PR #730, opened 2017-12-29
 Move company trading address validation to serialiser

reupen:
Part of DH-1285

Also moves the AddressValidator to the core app.


datahub/company/models/company.py
```diff
@@ -174,42 +176,12 @@ def companies_house_data(self):
 
     def has_valid_trading_address(self):
         """Tells if Company has all required trading address fields defined."""
+        field_mapping = self.TRADING_ADDRESS_VALIDATION_MAPPING
+
         return all(
-            getattr(self, field) for field in self.REQUIRED_TRADING_ADDRESS_FIELDS
+            getattr(self, field) for field, rules in field_mapping.items() if rules['required']
```
elcct: Maybe would be good to support default choice not requiring to have 'required' key?

datahub/core/validators.py
```diff
@@ -110,6 +110,83 @@ def __repr__(self):
...
+
+    message = 'This field is required.'
+
+    DEFAULT_FIELDS_MAPPING = {
+        'address_1': {'required': True},
+        'address_2': {'required': False},
+        'address_town': {'required': True},
+        'address_county': {'required': False},
+        'address_postcode': {'required': False},
+        'address_country': {'required': True},
```
elcct: Also here, maybe we could assume some default value for `required`, so we wouldn't have to type it in for each field or maybe we don't need to include fields, that are not required at all and then no need to have `required` key?

reupen: Yeah, I would probably just have had it as `'trading_address_1': True` etc. But AddressValidator wants it like this.

We need all the fields here because the validation kicks in if any of the fields have a value.

marcofucci: We could use `'trading_address_1': True` etc. but we need to change the name as _mapping_ assumes a more complex config object in my opinion and not just a True or False value.
I was designing it with the idea that we could have other settings like default values etc.

Although using bool values and renaming all those references makes it less extendable/flexible, I'm easy on it so feel free to change it. We can always refactor it back to a dict if needed.

reupen: I'm inclined to leave it – we made a decision before, and I don't think changing it is necessarily improving things.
***
§ **PROBLEM**: Go through the listing above and copy each line where the string "datahub" appears.

§ **COMPLETED EXERCISE**:
datahub/company/models/company.py
datahub/core/validators.py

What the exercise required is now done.